# tannis and driftwood



## tylersweeney22 (Jan 11, 2010)

how long does this proces take i like the driftwood but turns water broenish i have 2 med pieces


----------



## White Thunder (Jan 15, 2010)

you can soak them in a bucket....changing the water from time to time....or put one in the tank at a time letting the other soak......or let the filter work....


----------



## CrypticLifeStyle (Dec 14, 2009)

I had to "de-tain" a few months ago...Depending on the size of the wood you can boil the wood like i did. Takes a few hours but it's better then the let it soak method depending on your patience which could take awhile. Just dump out the tan water each time the water tans up good and refill it up & repeat the process til it's not tanin the water anymore.


----------



## steelers fan (Jun 26, 2009)

boiling does work.

if not boiling and just put in the tank it takes a couple months from my experiance


----------



## Cento (Mar 30, 2005)

+1 on boiling...

However, depending on your own personal definition of "thorough", it'll take you quite some time. For me, a piece that was 3" dia. by 8" in length took about 12 hours of boiling (that is, an hour or so of boiling, empty, add fresh water, reboil, repeat) before I was satisfied.

The plus side is that there is little effort... The bad side is, that my wife complained that there was condensation on every window in the place..... :roll:


----------



## cichlify (Sep 1, 2009)

I usually just put it in my tank (after giving it a good wash of course). With my regular water changes the water has never got that bad, plus I kinda like the way the water looks!


----------



## codenametorch (Dec 27, 2009)

I've had a piece of driftwood in a tank continiously for almost a year and still have discoloration. It really just depends on the wood.


----------



## wheatbackdigger (May 11, 2008)

Boiling works, but I also use carbon in the filters. Seems to work for me


----------



## aussy612 (Jan 31, 2009)

You can toss them in the dishwasher on a power scrub mode with NO DETERGENT if they are too big to fit in your pot. Keep them in there for a while until the water is running a bit clearer.


----------



## aussy612 (Jan 31, 2009)

I also give all my driftwood a good pressurewashing before adding to my tanks.


----------



## cichlify (Sep 1, 2009)

aussy612 said:


> You can toss them in the dishwasher on a power scrub mode with NO DETERGENT if they are too big to fit in your pot. Keep them in there for a while until the water is running a bit clearer.
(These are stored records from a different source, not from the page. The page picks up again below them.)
Issue #46, opened 2020-01-13
Docs pdf has bugs


jnnr:
On oemof-thermal.readthedocs.io, you can download document versions of the docs if you click on latest:

![Screenshot_2020-02-25_15-06-28](https://user-images.githubusercontent.com/32454596/75254325-80001000-57e0-11ea-8d39-4c1c32feebae.png)

There is a pdf, an epub and a html version.

There are the following bugs:

* The title is 'oemof heat documentation', not oemof.thermal. Should be fixed by changing conf.py
* .svg-files do not seem to render.

In .epub version: 
* Image size leads to pixelized appearance
* .svg images are not properly handled either

jnnr:
This could help: https://github.com/godotengine/godot-docs/issues/1352

jnnr:
In .epub version: 
* Image size leads to pixelized appearance
* .svg images are not properly handled either

jnnr:
@MaGering: Can you have a look at this one? Not urgent, but should be fixed before the next release in mid of March.

PR #81, opened 2020-03-01
Change "oemof heat" to "oemof.thermal" in docs conf.py

MaGering:
This PR changes the target name and title of documents that are output within conf.py.

It has been changed for

- LaTeX
- manual page
- Texinfo
- Epub

Related issue: https://github.com/oemof/oemof-thermal/issues/46


jnnr:
Thanks for taking this up. I told readthedocs to create a build for this branch. Have a look:

https://oemof-thermal.readthedocs.io/en/fix-docs-sections/

It seems that the pdf, epub and html are not created any more. Can you try to fix that?

MaGering:
I've tried to use extensions (sphinxcontrib.inkscapeconverter and sphinx.ext.imgconverter) for .svg-files, but the images could not render in pdflatex. I got errors using the extensions.
So i changed the .svg-files to .pdf. This however led to .pdf-files not rendering in epub.
That's why i changed the files to .png (paying attention to the resolution). Now they seem to render everywhere.

jnnr:
Hey, thanks for trying all these!

If readthedocs / sphinx cannot be configured to handle svg for the pdf and epub documents, converting the images to png seem to be the solution to take. Still, it would be good to keep the svg versions in the same directory in case someone wants to adapt a figure.

We could also add a little readme that explains the problem, the things you tried and how we handle this now: If your original pictures are svg, commit them together with a png version that is actually included in the docs. Maybe at a later point in time we can revisit this and there will be a better solution. But for now, it is ok if it fixes the bugs.

MaGering:
In order to clean this PR the issues in the docs have been separated in:

1. naming issue:
handled in PR https://github.com/oemof/oemof-thermal/pull/90 on branch 'fix/rename-conf.py' 
2. rendering issue:
handled in https://github.com/oemof/oemof-thermal/pull/91 on branch 'fix/add-png-docs'

This PR is closed.

PR #84, opened 2020-03-05
Features/improve code csp

### LINKED ISSUE #79: The code for the csp is a little rough
Jann made some good suggestions to improve the code. I will adapt it soon.

Some more comments:

* in concentrating_solar_power.py:
  * The dataframe df already has a timeindex, which is internally replaced. This can lead to errors. 
  * Passing df and then telling which column means what is kind of complicated.
    I mean these 3:
    date_col: string, default: 'date'
    irradiance_col: string, default: 'E_dir_hor'
    temp_amb_col: string, default: 'temp_amb'

Suggestion: Pass irradiance (E_dir_hor or dni, depending on irradiance_method) and temp_amb as pd.Series and check that it has a valid timeindex (which is necessary for the pvlib). E_dir_hor/dni should be passed as kwargs, and depending on the method it should be checked that the right keyword argument is passed.

``` python
def csp_precalc(
                lat, long, timezone,
                collector_tilt, collector_azimuth, cleanliness,
                eta_0, c_1, c_2,
                temp_collector_inlet, temp_collector_outlet,
                temp_amb,
                a_1, a_2, a_3=0, a_4=0, a_5=0, a_6=0,
                loss_method='Janotte',
                irradiance_method='horizontal',
                **kwargs):
                """ ... """
               required_dict = {'horizontal': 'E_hor_ir', 'other': 'dni'}

               irradiance_required = required_dict[irradiance_method]

               if not irradiance_required in kwargs:
                   raise AttributeError(f"'{irradiance_required}' necessary for {irradiance_method} is not provided")

               irradiance = kwargs.get(irradiance_required)

```

* parameter names
  * tz: why not call it timezone?
  * x: why not call it cleanliness? I would be ok with x however if it is an established convention to name it like this.

* I do not quite understand the difference btw. collector_irradiance and irradiance_on_collector. The explanation in the table does not make it clear to me. Also, we should check how the pictures in the docs help understanding these (#76)

_Originally posted by @jnnr in https://github.com/oemof/oemof-thermal/pull/68#issuecomment-591354133_

FranziPl:
As mentioned in #79 the code for the csp precalculation is not in its best shape. So I changed the structur a little bit:
* There is a 'main function' which uses other function. Every single other function has an own definition.
* The input is not a dataframe enymore, but parameters to set the correct datetimeindex and series for the irradiance and the temperature
* There are more warnings, if wrong parameters are given

In this PR additionally the examples and tests should be adapted:
 [X] csp plant example is adapted
 [X] csp plot example is adapted
 [X] tests are adapted

Please let me know, if I forgot something and what you think about it in general.


FranziPl:
So I changes all the files, which are necessary.
Could one of you review the PR please?
Thanks.

c-moeller:
I cannot run the csp_collector_plot_example_andasol.py

`AttributeError: 'E_dir_hor' necessary for horizontal is not provided    `

c-moeller:
Looks good to me except for the not running example.
@jnnr Could you have a detailled look on the code since I don't know exactly what you discussed during your meeting.

src/oemof/thermal/concentrating_solar_power.py
```diff
@@ -119,26 +120,35 @@ def csp_precalc(df, periods,
...
-    else:
-        raise AttributeError("irradiance_method must be 'horizontal' or"
-                             "'normal'")
+    irradiance_required = required_dict[irradiance_method]
+
+    if irradiance_required not in kwargs:
+        raise AttributeError(
+            f"'{irradiance_required}' necessary for {irradiance_method} is not provided")
+
+    if 'temp_amb_input' not in kwargs:
```
jnnr: If temp_amb has to be provided in all cases, it would be simpler to list it among the arguments of the function together with the others:

`temp_collector_inlet, temp_collector_outlet, temp_amb`

Then you could just drop this check here.

jnnr:
Generally, I find the docstrings much easier to read if there is one empty line between Parameters. I saw that in oemof/oemof, there are no spaces as well, but still it would be an improvement I think.

But maybe that's a detail and not specific to this PR.

src/oemof/thermal/concentrating_solar_power.py
```diff
@@ -119,26 +120,35 @@ def csp_precalc(df, periods,
...
+        raise AttributeError(
+            "temp_amb_input is not provided")
 
+    date_time_index = pd.date_range(date, periods=periods,
```
jnnr: Here, a new timeindex is created.

In #79, I proposed to pass the timeseries that are input to the function as pd.Series with an timeindex. Then, the function could just check if the three series all have the same timeindex, and no new timeindex had to be created. However, as the pv-lib needs a timeindex, this would not allow the user to pass a list instead of a pd.Series. Maybe this would be good, as the user has to explicitly prepare the pd.Series with timeindex (which would be ok, a standard thing to ask), rather than letting that happening internally. What do you think?

jnnr:
I tried running the examples and got two errors:

* python csp_collector_plot_example_andasol.py 
```
Traceback (most recent call last):
  File "csp_collector_plot_example_andasol.py", line 47, in <module>
    date_col='Datum', temp_amb_col='t_amb')
  File "oemof-thermal/src/oemof/thermal/concentrating_solar_power.py", line 136, in csp_precalc
    f"'{irradiance_required}' necessary for {irradiance_method} is not provided")
AttributeError: 'E_dir_hor' necessary for horizontal is not provided
```

* python csp_plant_example.py 

```
Traceback (most recent call last):
  File "csp_plant_example.py", line 113, in <module>
    storage = solph.components.GenericStorage(
AttributeError: module 'oemof.solph' has no attribute 'components'
```

I do not fully understand the second error, but I can fix it by importing the GenericStorage directly, i.e.

`from oemof.solph.components import GenericStorage`

c-moeller:
I get the same error like @jnnr when running csp_collector_plot_example_andasol.py

but no error on csp_plant_example.py

src/oemof/thermal/concentrating_solar_power.py
FranziPl: I changed it to a positional argument and dropped the check.

src/oemof/thermal/concentrating_solar_power.py
FranziPl: I changed the structure, so now time indexed series has to be given to the function.

FranziPl:
I adapted your comments and the examples work again.

FranziPl:
I added a line to the whats new and adapted the docu.
In my opinion, it is ready to merge now.

docs/concentrating_solar_power.rst
```diff
@@ -15,26 +15,38 @@ system optimizations with oemof.solph.
...
+
+    Fig.1: The energy flows and losses at a parabolic trough collector.
+
+The direct normal radiation (E_dir) is reduced by geometrical losses
+(Q_loss,geom) so that only the collector radiation (E_coll*) hits the collector.
+Before the thermal power is absorbed by the absorber tube, also optical losses
+(Q_loss,opt), which can be reflection losses at the mirror, transmission losses
+at the cladding tube and absorption losses at the absorber tube, occur. The
+absorber finally loses a part of the absorbed heat output through thermal
+losses (Q_loss,therm).
```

wow never thought of that! u ever have a problem with pieces of wood that happen to fall off, getting into the filter? Last thing I want is to break my dishwasher. My girlfriend will probably slaughter me.


----------



## DJRansome (Oct 29, 2005)

Yes, pieces of wood and rock (I do this with rock as well) can come loose and destroy the motor on the dishwasher. I do it anyway, LOL. No problems so far. :thumb:


----------



## afr..cichlids (Feb 16, 2010)

Of the water in a cichlid tank. As you migh know, tanins in bog wood, or driftwood softens water. Will this have an ill effect on the hardness of the water needed in a cich tank?


----------



## DJRansome (Oct 29, 2005)

Yes.


----------



## kriskm (Dec 1, 2009)

> As you migh know, tanins in bog wood, or driftwood softens water. Will this have an ill effect on the hardness of the water needed in a cich tank?


I've had some large pieces of bog wood that have been in tanks for years in my 125 gal cichlid tank, and they didn't have much effect on the water. But I did test to make sure everything was good. I add the homemade rift lake salt mix from this site, since my water is soft from the tap, and it works well.


----------



## ashilli48 (May 14, 2006)

I assume the dishwasher i being used by a bachelor? :lol:


----------



## DJRansome (Oct 29, 2005)

No it's surprisingly common to use the dishwasher, not gender specifc behavior, LOL.


----------



## cjacob316 (Dec 4, 2008)

if you use the dishwasher, make sure you don't have a rinse agent in there


----------



## ashilli48 (May 14, 2006)

hmmmmmm.......I even joke about using the dishwasher for this and the wife will......well......it won't be pretty.....


----------